Site Map Generator

by Vladimir Toncar

This software is a platform-independent site map generator. It crawls a web site starting from a given URL and outputs XML sitemap file that you can use for Google (via Google Webmaster Tools) or other search engines. Site maps are useful for SEO — you can give the search engine hints about what pages it can index at web your site. The site map generator program is published under GNU General Public License.

To run the generator, you do not need a shell access to your web server. The script is implemented as a simple crawler that can run from any computer that has Python installed on it. The crawler only follows local links and skips links to external sites. It will also not follow links marked with rel="nofollow" and will not crawl into directories that are disallowed in the robots.txt file.

The generator will generate sitemap records with the "<lastmod>" dates if your web server returns web pages with the 'Last-Modified' time stamp.

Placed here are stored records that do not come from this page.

PR #2245, opened 2022-11-11
[WNMGDS-2003] Fix monthpicker error readout

zarahzachz:
## Summary

WNMGDS-2003

Initial SR readout skipped error text when reporting MonthPicker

If the crawler encounters an error when downloading a page or when parsing it, it will try to continue with another page.

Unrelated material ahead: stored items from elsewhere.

PR #4065, opened 2026-05-20
[CMSDS-4051] Resolve item announcement issue on Autocomplete

jack-ryan-nava-pbc:
## Summary

- [Ticket](https://jira.cms.gov/browse/CMSDS-4051)
- The individual items in the Autocomplete element were not being read out JAWS or NVDA
- Component worked ok in Safari & Chrome, however the text content of the list item was not being read out when JAWS or NVDA stepped through using the DownArrow key. 

## How to test

Really, the reporting team will need to test once we cut the beta release, but putting testing steps here for posterity

1. Run locally - `npm run storybook`
2. Repeat for Chrome and Safari - if you have access to NVDA (via Browserstack or Windows VM) open in Edge
3. Open in Chrome - navigate to Autocomplete story
4. Start Voiceover - CMD + FN + F5 - or enable NVDA in Browserstack
5. Tab so that focus is on the TextField of the Autocomplete
6. Type a few letters so that the list options displays
7. The number of options should be read out
8. Press the down arrow key
9. Options should be visually highlighted
10. Text content of each item should be announced

## Checklist

### Chrome:
https://github.com/user-attachments/assets/cb5aa9e9-6253-40cc-9b4e-b253db916ded

### Safari:
https://github.com/user-attachments/assets/418ecdab-403e-47f3-9ed2-49fad2eba57b

### NVDA & Edge:
https://github.com/user-attachments/assets/fd0c77be-58f1-40bb-a00d-206290fcdc81

### DIFF
--- a/packages/design-system/src/components/Autocomplete/Autocomplete.tsx
+++ b/packages/design-system/src/components/Autocomplete/Autocomplete.tsx
@@ -17,6 +17,7 @@ import {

To run the script, you will need Python version 2.5 or higher. (You can download Python from Python's official site.) The script needs no installation, simply copy it to a suitable directory and run it from there.

The script is mainly useful for smaller and medium-sized sites. It only generates a single sitemap file, so it will max out at 50,000 URLs (this is Google's limit for sitemap files). The script's default limit is 1,000 URLs but you can change it with the -m option.

The script's command line syntax is as follows:
     python <options> <starting URL>

The options are as follows:

-h  --help  Print the help and exit
-b <ext>  --block <ext>   Exclude URLs with the given extension; <ext> must be without the leading dot. The comparison is case insensitive, so for example DOC and doc are treated the same. You can use this option several times to block several extensions.
-c <value>  --changefreq <value>   Set the change frequency. The given value is used in all sitemap entries (maybe a future version of this script will change that). The allowed values are: always, hourly, daily, weekly, monthly, yearly, never.
-p <prio>  --priority <prio>   Set the priority. The value must be from the interval between 0.0 and 1.0. The value will be used in all sitemap entries.
-m <value>  --max-urls <value>   Set the maximum number of URLs to be crawled. The default value is 1000 and the largest value that you can set is 50000 (the script generates only a single sitemap file).
-o <file>  --output-file <file>   Set the name of the generated sitemap file. The default file name is sitemap.xml.


Usage example:
     python -b doc -b bmp -o test_sitemap.xml


Change log

Version 1.0.1: Added missing XML entity escaping.

Version 1.0.2: Added handling of BASE HREF tag.

Version 1.0.3 (2008-08-06): Added handling of HTTP redirects by Pavel "ShadoW" Dvořák

Version 1.1.0 (2009-09-05): Added support for the 'nofollow' tag and for robots.txt.